Read below about the latest furniture recalls and how you can seek compensation by working with our defective product lawyers, who can help you with your furniture tip-over lawsuit. While no amount of money can make up for an injury or the loss of your loved one, if you choose to pursue a Dresser Tip-Off Lawsuit, you could (i) receive monetary compensation and (ii) send a message to furniture manufacturers that their poor design and manufacturing practices must change.
When a situation is caused by the negligent actions of a landlord, intentional or otherwise, you may be entitled to compensation by filing a personal injury lawsuit. If your child suffered injuries because of a piece of defectively designed furniture, the best way to find out what legal options are available to you and your family is to request a free consultation (which can be done over the phone or via e-mail) with a product liability attorney in your area.
While incidents of tipping furniture really do fall within the purview of product liability laws, there are things consumers can do to avoid these types of accidents in the first place. Injuries caused by furniture topovers fall generally within product liability laws. Items such as tables, trunks, filing cabinets, dressers, bookshelves and racking units, bookshelves, and cabinets are a few examples of pieces of furniture that have injured or killed children and adults as a result of a furniture tip-over.
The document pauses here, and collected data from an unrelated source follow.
PR #2506, opened 2022-01-18
[ufoLib] Expand reserved names and fix illegal characters

madig:
This PR fixes:

1. The "\0" was inside a raw string, meaning it wasn't getting substituted.
2. The "(" and ")" characters are listed in the specification as illegal, but weren't getting substituted.
3. The reserved names were missing LPT5-9 and COM5-9.
4. The previous code had "A:-Z:" literally in the reserved names, but did not expand them, so they were "dead weight". Colons were always replaced first so drive letters never survived to that stage anyway.

It does not fix:

1. Filenames must not end in a period or space.
2. Prefix and suffix aren't being treated.

### DIFF
--- a/Lib/fontTools/ufoLib/filenames.py
+++ b/Lib/fontTools/ufoLib/filenames.py
@@ -3,11 +3,88 @@ User name to file name conversion.
 This was taken from the UFO 3 spec.
 """
 
-illegalCharacters = r"\" * + / : < > ? [ \ ] | \0".split(" ")
-illegalCharacters += [chr(i) for i in range(1, 32)]
-illegalCharacters += [chr(0x7F)]
-reservedFileNames = "CON PRN AUX CLOCK$ NUL A:-Z: COM1".lower().split(" ")
-reservedFileNames += "LPT1 LPT2 LPT3 COM2 COM3 COM4".lower().split(" ")
+# Restrictions are taken mostly from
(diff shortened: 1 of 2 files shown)


belluzj:
What about the drive letters A: to Z: that Cosimo spotted?

belluzj:
(are they handled because the colon is removed before?)

madig:
Ah, right. Added to description.

Lib/fontTools/ufoLib/filenames.py
```diff
@@ -3,11 +3,88 @@
...
-reservedFileNames += "LPT1 LPT2 LPT3 COM2 COM3 COM4".lower().split(" ")
+# Restrictions are taken mostly from
+# https://docs.microsoft.com/en-gb/windows/win32/fileio/naming-a-file#naming-conventions.
+#
+# 1. Integer value zero, sometimes referred to as the ASCII NUL character.
+# 2. Characters whose integer representations are in the range 1 to 31,
+#    inclusive.
+# 3. Various characters that (mostly) Windows and POSIX-y filesystems don't
+#    allow, plus "(" and ")", as per the specification.
+illegalCharacters = {
```
benkiel, line 14: better as a tupple?

justvanrossum: Membership testing should be faster with a set.

benkiel: Got it.

anthrotype (approved):

PR #3770, opened 2025-02-14
[feaLib] More efficient inline multisub compilation

### LINKED ISSUE #3769: [feaLib] more suboptimal compilation of inline multiple sub rules?
See #3551 for context.

I'm running into something where it looks like feaLib is missing an optimization?

Given the following FEA,

```fea
@abc = [a-c];
@def = [d-f];

feature psts {
    lookup test {
        sub @abc' @def @abc by NULL;
    } test;
} psts;
```

Although feaLib is reusing the contextual lookup, it is creating a new 'rule' for each item in the input class (https://github.com/fonttools/fonttools/blob/8a89f4f81b0068d7dabf7b421587787a49d3737c/Lib/fontTools/feaLib/builder.py#L1395) even though the items should be able to all share the same rule, since they all have the same target.

I think there's a reasonable solution, here, which is to look for a reusable rule in the same way that we look for a reusable lookup, and I'm going to see if this is trickier than it sounds.

cmyr:
Specifically we were always creating a new ChainContextualRule for each glyph in an input class, even when their replacements were identical, which means we would later miss the chance to use a format3 encoding, which would have been smaller.

The implementation here feels... fine, I guess? In fea-rs we don't decompose the input set, but we also don't support the syntax,

`sub a [b c]' d by e f` which is supported by fontmake (but has not yet appeared in any font we've handled) which might motivate the decomposition.

- fixes #3769


Lib/fontTools/otlLib/builder.py
```diff
@@ -786,6 +786,39 @@ def getAlternateGlyphs(self):
...
+            lookup = rule.lookups[0]
+            # if the replacements already exist for another glyph, add us?
+            if (
+                any(replacements == value for value in lookup.mapping.values())
+                and lookup.mapping.get(glyph, replacements) == replacements
+            ):
+                lookup.mapping[glyph] = replacements
+                rule.glyphs[0].add(glyph)
+
+                print("reused a mapping")
```
anthrotype, line 818: remove stray print - or if you like to keep, turn it into a log.debug perhaps

cmyr: oops!

cmyr:
huh let's hold off on this for now, I'm seeing some regressions on crater that I will need to investigate..

PR #3771, opened 2025-02-14
add --no-recalc-timestamp to fonttools ttLib CLI

anthrotype:
does the same as ttx homonymous option


behdad:
How do you like the tool?

anthrotype:
I like to use it when I need to do two ttx commands back to back

PR #3776, opened 2025-02-20
[`ttLib.__main__`] improvements

behdad:


behdad:
Humm. This has the side-effect of loading all tables by default now. I find it useful though. Thoughts?

Lib/fontTools/ttLib/__main__.py
```diff
@@ -108,10 +108,16 @@ def main(args=None):
...
 
-    if lazy is False:
-        for font in fonts:
-            for table in tables if "*" not in tables else font.keys():
-                font[table]  # Decompiles
+    if tables is None:
+        if lazy is True:
+            tables = []
+        else:
+            tables = ["*"]
```
anthrotype, line 115: I think lazy=None by default, so if you want to avoid decompile all tables by default, when neither `-t '*' or `--no-lazy` options are passed, then you could do:

```suggestion
        elif lazy is False:
            tables = ["*"]
```

behdad: What to set in the case of lazy None? I need to set *something*.

anthrotype: Empty list?

behdad: Yes, that's what my latest change does. Thanks.

PR #3777, opened 2025-02-22
[sfnt] Use memoryview instead of bytes for loading tables

behdad:
And some adjustments. Still ~60 tests fail. Not sure this is worth it. Just leaving here for posterity.


behdad:
This, and https://github.com/fonttools/fonttools/pull/581 if implemented, will significantly reduce font loading times...

behdad:
I'm actually not sure about this resulting in any meaningful speedup.

Issue #3778, opened 2025-02-24
Add HVAR synthesis


yanone:
As discussed with @behdad in a separate chat, please add a tool into fonttools that can synthesize a missing `HVAR` table from existing `glyf`&`gvar` tables.

Behdad said it shouldn't be too complicated to make.

This is needed for fonts exported directly out of Glyphs.app as Georg doesn't want to implement `HVAR` as he is of the position that `glyf`&`gvar` is sufficient despite being aware of the rendering speed impairment.

Thank you.

yisibl:
I've carried @behdad's post here for more background.

> ## FontTools `varLib.hvar` module

> The HVAR table in a variable font is essentially a cache of vertical glyph advance widths. A variable font will perform functionally correctly without it, but with (vastly) slowed-down shaping. For that reason, the Glyphs app authors see it unnecessary to generate an HVAR table in the exported fonts.
To work around the Glyphs lack of this export feature, some designers have turned to surgically adding an HVAR table to their fonts in post-processing. The HVAR will be generated by exporting a font binary using fontmake with the Glyphs font source, then the TTX appended to the font exported natively by Glyphs app. This is a tedious and completely unnecessary burden.
While I cannot convince Georg to implement HVAR export in Glyphs, I could help desperate designers by creating a tool to automate the HVAR generation and addition to binary fonts. That is exactly what the new fonttools varLib.hvar command does. This will be in the next FontTools release.
> https://docs.google.com/document/d/1RUZ0QDwSQVxlz1-pYJdUan7hoRzmoLz2cVmtCHUoqUI/view?tab=t.0#heading=h.3si0s2hgh6c7


Georg from the Glyphs.app team said:

> There can be a tiny performance advantage with an HVAR table. But it usually contains value for the width (this is the useful part) but also values for the LSB. Relying on the variable LSB is bad and can lead to quite bad spacing (I can explain that in more detail if needed). So I’m reluctant to add the HVAR table.
> https://forum.glyphsapp.com/t/variable-font-breaks-spacing-on-export-problems-variate-from-software-to-software/8268/23


@behdad In particular, is the LSB issue mentioned here addressed in PR #3780?

> Relying on the variable LSB is bad and can lead to quite bad spacing

We used to add the HVAR table to our fonts, but did run into some problems with it, so we've since removed it.
If FontTools solves the problem well, I'm happy to add it again.

behdad:
> Georg from the Glyphs.app team said:
> 
[...]

PR #3780, opened 2025-02-24
Add `varLib.hvar` module

behdad:
Fixes https://github.com/fonttools/fonttools/issues/3778

Mildly tested. In particular, on RobotoFlex VF, it produces smaller HVAR table. I have not investigated. The code is heavily lifted from `varLib.__init__`.


Lib/fontTools/varLib/hvar.py
```diff
@@ -0,0 +1,167 @@
...
+            assert len(phantoms) == 2
+            phantoms[0] = phantoms[0][phantomIndex] if phantoms[0] is not None else 0
+            phantoms[1] = phantoms[1][phantomIndex] if phantoms[1] is not None else 0
+            deltas.append(phantoms[1] - phantoms[0])
+
+        allDeltas[glyphName] = deltas[1:]
+        storeBuilder.setSupports(supports)
+        advMapping[glyphName] = storeBuilder.storeDeltas(deltas, round=noRound)
+
+    singleModel = all(advMapping[g] >> 16 == 0 for g in glyphOrder)
```
anthrotype, line 63: shouldn't this check that all the supports are the same (like we do in the varLib _get_advance_metrics)?

Lib/fontTools/varLib/hvar.py
```diff
@@ -0,0 +1,167 @@
...
+        for tv in variations:
+            supports.append(tv.axes)
+            phantoms = tv.coordinates[-4:]
+            phantoms = phantoms[phantomIndex * 2 : phantomIndex * 2 + 2]
+            assert len(phantoms) == 2
+            phantoms[0] = phantoms[0][phantomIndex] if phantoms[0] is not None else 0
+            phantoms[1] = phantoms[1][phantomIndex] if phantoms[1] is not None else 0
+            deltas.append(phantoms[1] - phantoms[0])
+
+        allDeltas[glyphName] = deltas[1:]
```
anthrotype, line 59: why skip the first one? an inline comment might help the reader

anthrotype:
I wish we could reuse more of the code that's already in varLib.__init__ (e.g. `_get_advance_metrics`) instead of maintaining two very similar copies

Lib/fontTools/varLib/hvar.py
behdad: That's one way. My reasoning here was that if the OnlineVarStoreBuilder put them all in the same group (ie. all major's match), then we can do this. I'll try to revert to other logic.

Lib/fontTools/varLib/hvar.py
behdad: First "delta" is the actual advance itself.

Lib/fontTools/varLib/hvar.py
```diff
@@ -0,0 +1,167 @@
...
+        storeBuilder.setSupports(supports)
+        advMapping[glyphName] = storeBuilder.storeDeltas(deltas, round=noRound)
+
+    singleModel = all(advMapping[g] >> 16 == 0 for g in glyphOrder)
+
+    directStore = None
+    if singleModel:
+        # Build direct mapping
+        supports = supports[1:]
```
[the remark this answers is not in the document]
behdad: Ah. I think I messed up both of these. I'll fix. I used to have {} as first item, but I think I removed it.

behdad:
> I wish we could reuse more of the code that's already in `varLib.__init__` (e.g. `_get_advance_metrics`) instead of maintaining two very similar copies

Me too. I'll work on it.

behdad:
I addressed reviews.

One thing occurs to me that in a post-64k world, we should be more careful building the direct mapping since not all will fit in a VarData.

I'll see about more code sharing. And needs some kinds of tests.

behdad:
I haven't found a font yet that this fully roundtrips to the same XML...

behdad:
> I haven't found a font yet that this fully roundtrips to the same XML...

We changed the sort algorithm a bit. Maybe it's that.

behdad:
> > I haven't found a font yet that this fully roundtrips to the same XML...
> 
> We changed the sort algorithm a bit. Maybe it's that.

Oh it's probably because we don't go through the VariationModel, just directly to deltas. Anyway, I've convinced myself that the code is correct. Now onto refactoring.

behdad:
VORG is not done in this module. VVAR is done but untested.

Lib/fontTools/varLib/__init__.py
```diff
@@ -657,10 +600,71 @@ def _get_advance_metrics(
...
+                else None
+            )
+            for metrics in advMetricses
+        ]
+        vhAdvanceDeltasAndSupports[glyph] = masterModel.getDeltasAndSupports(
+            vhAdvances, round=round
+        )
+
+    if vOrigMetricses:
+        singleModel = False
```
anthrotype, line 654: local variable no longer used within this scope

anthrotype:
> I haven't found a font yet that this fully roundtrips to the same XML...

maybe because we end up ordering the VarRegions differently in the VarRegionList?

> And needs some kinds of tests.

yes, ideally

behdad:
> > I haven't found a font yet that this fully roundtrips to the same XML...
> 
> maybe because we end up ordering the VarRegions differently in the VarRegionList?

I built a fresh NotoSansArabic, and HVAR roundtrips perfectly.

Curren Kollas was one of the two children killed by one specific piece of furniture — a MALM dresser by Ikea, which has been responsible for an estimated seven million deaths across the country. Since 1989, Ikea dressers have killed eight children younger than three, seven of those eight deaths occurring since the Malm’s chest was released in 2002. In 2016, three children died from asphyxiation due to asphyxiation due to the weight of the dresser, leading to a lawsuit by families of three children and prompting IKEA to recall 8 million Malm dressers.
At least eight children died, and three dozen others were injured from furniture tip-over accidents related to this specific IKEA recall. Last year, on June 28, 2016, IKEA issued a recall that affected 29 million dressers’ chests, which could tip easily and trap children and young children under them. Killed Help has helped prompt Ikea on Wednesday to release a warning that its dressers and chests are unsafe for children unless they are secured against the wall. The Dudeks, of Buena Park, Calif., bought the dressers in 2008 and said in the suit they were never notified about Ikea recalls.
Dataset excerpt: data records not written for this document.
Issue #3779, opened 2025-02-24
Debg table not supported for ttx roundtrip


n7s:
I noticed this when running the FontBakery ttf_roundtrip check, the Degb table is not fully supported: 

```
ERROR: Unhandled exception has occurred
Traceback (most recent call last):
  File "/usr/local/lib/python3.12/dist-packages/fontTools/ttx.py", line 452, in main
    process(jobs, options)
  File "/usr/local/lib/python3.12/dist-packages/fontTools/ttx.py", line 434, in process
    action(input, output, options)
  File "/usr/local/lib/python3.12/dist-packages/fontTools/misc/loggingTools.py", line 375, in wrapper
    return func(*args, **kwds)
           ^^^^^^^^^^^^^^^^^^^
  File "/usr/local/lib/python3.12/dist-packages/fontTools/ttx.py", line 334, in ttCompile
    ttf.save(output)
  File "/usr/local/lib/python3.12/dist-packages/fontTools/ttLib/ttFont.py", line 226, in save
    writer_reordersTables = self._save(tmp)
                            ^^^^^^^^^^^^^^^
  File "/usr/local/lib/python3.12/dist-packages/fontTools/ttLib/ttFont.py", line 273, in _save
    self._writeTable(tag, writer, done, tableCache)
  File "/usr/local/lib/python3.12/dist-packages/fontTools/ttLib/ttFont.py", line 721, in _writeTable
    tabledata = self.getTableData(tag)
                ^^^^^^^^^^^^^^^^^^^^^^
  File "/usr/local/lib/python3.12/dist-packages/fontTools/ttLib/ttFont.py", line 743, in getTableData
    return self.tables[tag].compile(self)
           ^^^^^^^^^^^^^^^^^^^^^^^^^^^^^^
  File "/usr/local/lib/python3.12/dist-packages/fontTools/ttLib/tables/D__e_b_g.py", line 11, in compile
    return json.dumps(self.data).encode("utf-8")
                      ^^^^^^^^^
AttributeError: 'table_D__e_b_g' object has no attribute 'data'

```

please consider providing support for this table. Thanks.

anthrotype:
this is strange, how was the Debg table created to begin with? It should have a `data` attribute if it was decompiled from binary font, or if it was parsed from a ttx file.

From the traceback, it seems you are running ttx command to compile a .ttx file to .ttf, I don't see why `self.data` should not be set in this case.

[...]

PR #3781, opened 2025-02-25
[Debg] fix parsing from XML; add roundtrip tests

anthrotype:
Fixes https://github.com/fonttools/fonttools/issues/3779

note this changes the ttx dump of 'Debg' table in that it wraps the CDATA block inside a `<json>` sub-element, which is required for the XMLReader to be able to parse it back from TTX.

Since parsing was silently broken until now, we shouldn't worry about backward compatibility but treat this as a bug fix.

It's also a private table which shouldn't be in production fonts so we are probably free to change as needed.


anthrotype:
note, API or the binary serialization has not changed, only the xml serialization

PR #3783, opened 2025-02-26
[fealib] Support *Base.MinMax tables

simoncozens:
Nobody told me this was missing!

### DIFF
--- a/Lib/fontTools/feaLib/parser.py
+++ b/Lib/fontTools/feaLib/parser.py
@@ -1306,6 +1306,20 @@ class Parser(object):
                         location=self.cur_token_location_,
                     )
                 )
+            elif self.is_cur_keyword_("HorizAxis.MinMax"):
+                if len(statements) < 1 or not isinstance(
+                    statements[-1], self.ast.BaseAxis
+                ):
+                    raise FeatureLibError(
+                        "MinMax must be preceded by BaseScriptList",
+                        self.cur_token_location_,
+                    )
+                if statements[-1].vertical:
+                    raise FeatureLibError(
+                        "HorizAxis.MinMax must be preceded by HorizAxis statements",
+                        self.cur_token_location_,
+                    )
+                statements[-1].minmax.append(self.parse_base_minmax_())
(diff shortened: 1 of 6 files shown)


anthrotype:
nice, thank you. So to confirm, this currently supports BaseCoord format 1 (no contour point nor device), only minmax for scripts/languages but not for specific features; and only static minmax values, no variations (I don't think we support variable BASE at all).

anthrotype (approved):
LGTM

anthrotype:
i wonder (not that we should block on this), does makeotf support compiling BASE MinMax statements?

simoncozens:
>  this currently supports BaseCoord format 1 (no contour point nor device), only minmax for scripts/languages but not for specific features; and only static minmax values, no variations (I don't think we support variable BASE at all).

Correct, yes.

> does makeotf support compiling BASE MinMax statements?

No, it doesn't.

Lib/fontTools/feaLib/parser.py
```diff
@@ -1306,6 +1306,20 @@ def parse_table_BASE_(self, table):
                         location=self.cur_token_location_,
                     )
                 )
+            elif self.is_cur_keyword_("HorizAxis.MinMax"):
+                if len(statements) < 1 or not isinstance(
+                    statements[-1], self.ast.BaseAxis
```
belluzj, line 1311: I was testing this and had comments in my feature file, like this:

```fea
   HorizAxis.BaseTagList romn;
   HorizAxis.BaseScriptList latn romn 0;
   HorizAxis.MinMax latn dflt -800, 1200;
   # Some comment
   HorizAxis.MinMax latn VIT  -800, 2000;
```
      
    

      
    

    
  
and I got the error "MinMax must be preceded by BaseScriptList". I guess it's because of the -1 lookup, probably it finds the comment instead of the BaseScriptList? Do we want to support comments in this place? If so I can do a PR. For now I just moved my comment out of the way.

belluzj: I'll make a small PR with a test and bugfix

PR #3784, opened 2025-02-27
[config] Add OPTIMIZE_FONT_SPEED

behdad:
Use it for compiling faster-to-load glyf/gvar/VARC.

### DIFF
--- a/Lib/fontTools/config/__init__.py
+++ b/Lib/fontTools/config/__init__.py
@@ -73,3 +73,18 @@ Config.register_option(
     parse=Option.parse_optional_bool,
     validate=Option.validate_optional_bool,
 )
+
+Config.register_option(
+    name="fontTools.ttLib:OPTIMIZE_FONT_SPEED",
+    help=dedent(
+        """\
+        Enable optimizations that prioritize speed over file size. This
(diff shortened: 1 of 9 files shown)


anthrotype:
out of curiosity, I tried to compile a glyf+gvar heavy font like Google Sans Flex with OPTIMIZE_FONT_SPEED=True, and the resulting ttf is 1,065,644 bytes bigger (4,823,984 vs 3,758,340) as expected, but interestingly when compressing both fonts with WOFF2, the speed-optimized font is actually 41,932 bytes _smaller_ than the normal font which is supposed to be the size-optimized one.

anthrotype:
how is VARC compilation specifically affected by this?

I see `VarComponent.compile` calls `TupleVariation.compileDeltaValues_` but I don't see the new flag being used in there:
https://github.com/fonttools/fonttools/blob/c93b45bc3a4fb6d61a45976fee8f692457619e0a/Lib/fontTools/ttLib/tables/otTables.py#L261C32-L261C51

anthrotype (approved):

behdad:
> how is VARC compilation specifically affected by this?

Mostly by change in TupleValues compilation. But I fixed the one you pointed out either.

In September 2020, the two families filed a lawsuit against trucking companies for their loss of life. According to attorney Michael Carr, who represents the family of a child killed in an accident with an underpass, it is unusual for families to file lawsuits against manufacturers following a tip-over accident. In May, Jackie, his mother, also filed suit against Ikea, alleging negligence on Ikea’s part in failing to include warnings about tip-overs and instructions for preventing them.
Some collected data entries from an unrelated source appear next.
PR #3788, opened 2025-03-08
[feaLib] Correct ChainContextPosStatement and ChainContextSubstStatement

lianghai:
They don’t really have `self.glyphs`. The erroneous `self.glyph` has been hiding in a branch of edge case (no prefix, no suffix, and no nested lookups).

It’s unclear if such an edge case should be serialized as a special case (without the `'` mark), therefore I’m only proposing a minimal fix for now.

### DIFF
--- a/Lib/fontTools/feaLib/ast.py
+++ b/Lib/fontTools/feaLib/ast.py
@@ -753,7 +753,7 @@ class ChainContextPosStatement(Statement):
             if len(self.suffix):
                 res += " " + " ".join(map(asFea, self.suffix))
         else:
-            res += " ".join(map(asFea, self.glyph))
+            res += " ".join(map(asFea, self.glyphs))
         res += ";"
         return res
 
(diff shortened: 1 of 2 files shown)


khaledhosny:
Since this code is not covered by any tests, can you add some?

khaledhosny (approved):

lianghai:
Uh, I don’t really understand the intended behavior of this part of code (this PR just fixed some apparent typos), and https://github.com/fonttools/fonttools/tree/main/Tests/feaLib seems rather complicated. I’ll leave the test case to you guys…

khaledhosny:
I thought you hit this with some feature code, but it is alright if you don’t have a test. I’m also not sure about this special case.

lianghai:
Oh I hit this when I generated FEA code from the AST. I accidentally created a ChainContextSubstStatement instance with “no prefix, no suffix, and no nested lookups”. Parsing from a sub rule without the `'` mark (as suggested in the `.asFea()` code I touched) probably won’t ever end up with a ChainContextSubstStatement…

khaledhosny:
> Oh I hit this when I generated FEA code from the AST. I accidentally created a ChainContextSubstStatement instance with “no prefix, no suffix, and no nested lookups”. Parsing from a sub rule without the `'` mark (as suggested in the `.asFea()` code I touched) probably won’t ever end up with a ChainContextSubstStatement…

Yes, I guessed it would be something like this. Too niche for a test.

PR #3798, opened 2025-04-09
[ttLib] Apply rounding more often in getCoordinates

cmyr:
Regardless of whether or not a component transform is simple, we still have to round the points before returning, or we risk the error propogating up to another component that might have a non-trivial transform.


behdad:
Sounds about right. I had done that for optimization purposes I believe...

anthrotype:
LGTM thanks!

Jackie Collas believes that her son, Kurren, had crawled into a drawer in the overturned dresser, which caused it to tip on top of him. Her little boy was only 30 pounds below the testing threshold when their Ikea dresser fell onto him. At the time, her baby was the ninth known to die under an IKEA dresser that had been tipping, data collected by the federal government shows, and one of more than 450 children killed in tipped furniture, appliances, or TVs since 2000. Example of defective product wrongful death lawsuit A Sarasota, Florida, mother filed a wrongful death suit against Ikea following her infant’s death by a falling dresser that the Sarasota woman purchased from a Hillsborough County store.
The Consumer Product Safety Commission produced this video that demonstrates why parents should anchor large pieces of furniture, TVs, and appliances to prevent a child’s curiosity from seriously harming or killing him. According to the CPSC, when a TV, for instance, falls off of a medium-sized dresser, the force could be thousands of pounds. When a child opens the drawers, they shift the center of gravity, allowing furniture to tip even when no one is climbing over them.
CR believes that the most effective way to prevent tipping is by anchoring dressers to walls. Existing furniture can be secured using cheap, non-tip braces. A Sarasota man is now challenging even the voluntary stability tests used by the furniture industry, which are meant to ensure that a dresser does not tip when a 50-pound weight, intended to mimic a climbing toddler pulling, is suspended over the open drawer. Based on our inquiry, the CR is calling for the tip-over testing weight on dressers to be increased to 60 pounds, up from 50 pounds, and that dressers that are 30 inches tall and shorter should also be included in the voluntary standard used by the industry, as these also may tip over.
The claims allege that Ikea should have been aware of the threat of tip-overs and made products safer. Ikea is paying $46 million to the parents of a 2-year-old crushed to death by the Malm dresser, a furniture item linked with multiple deaths of children due to accidental tip-overs, according to a mediation-court settlement. In 2020, a furniture tip-over class-action lawsuit was filed against Ikea U.S. Retail Ltd. and Ikea North America Services LLC on behalf of consumers who purchased IKEA dressers and chests implicated in tip-over incidents. Jackie Collas, the subject of a previous year’s Inquirer story about the growing threat of furniture and TV tip-overs, said IKEA failed to warn about the dangers or to offer adequate safety features.